PR #2885, opened 2020-12-23
Fix WTR saucelabs configuration

LarsDenBakker:
This makes the tests run on saucelabs. The tunnel identifier is not needed. If you do want to set it, you also need to set it on the sauce connect proxy (the third parameter). Otherwise they are out of sync.

While debugging I found some other issues which I fixed in the saucelabs plugin and updated the versions.

There are still some failing tests on IE11. There is now a `--manual` flag which lets you easily debug in any browser, locally or on saucelabs. That's probably useful for debugging IE11.

Some of the failures seem to be related to rendering differences. Perhaps something like https://www.npmjs.com/package/@open-wc/semantic-dom-diff can help with that. There are also some errors related to symbols, perhaps a mismatch with the way they are polyfilled? I'm not sure how you guys did that in Karma. Let me know if it might be something in the legacy plugin.

For the other browsers since you're testing on the latest versions, I recommend using the playwright launcher to test on Chromium/Webkit/Firefox, and keep saucelabs for IE11 only. That would be a lot faster. I could prepare a PR for that if you're interested.


marvinhagemeister (approved):
This is awesome! Thank you so much for looking into it :heart: :raised_hands:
────────────────
Which lines in the records above hold the string "plugin"? Copy each of them.

While debugging I found some other issues which I fixed in the saucelabs plugin and updated the versions.
Some of the failures seem to be related to rendering differences. Perhaps something like https://www.npmjs.com/package/@open-wc/semantic-dom-diff can help with that. There are also some errors related to symbols, perhaps a mismatch with the way they are polyfilled? I'm not sure how you guys did that in Karma. Let me know if it might be something in the legacy plugin.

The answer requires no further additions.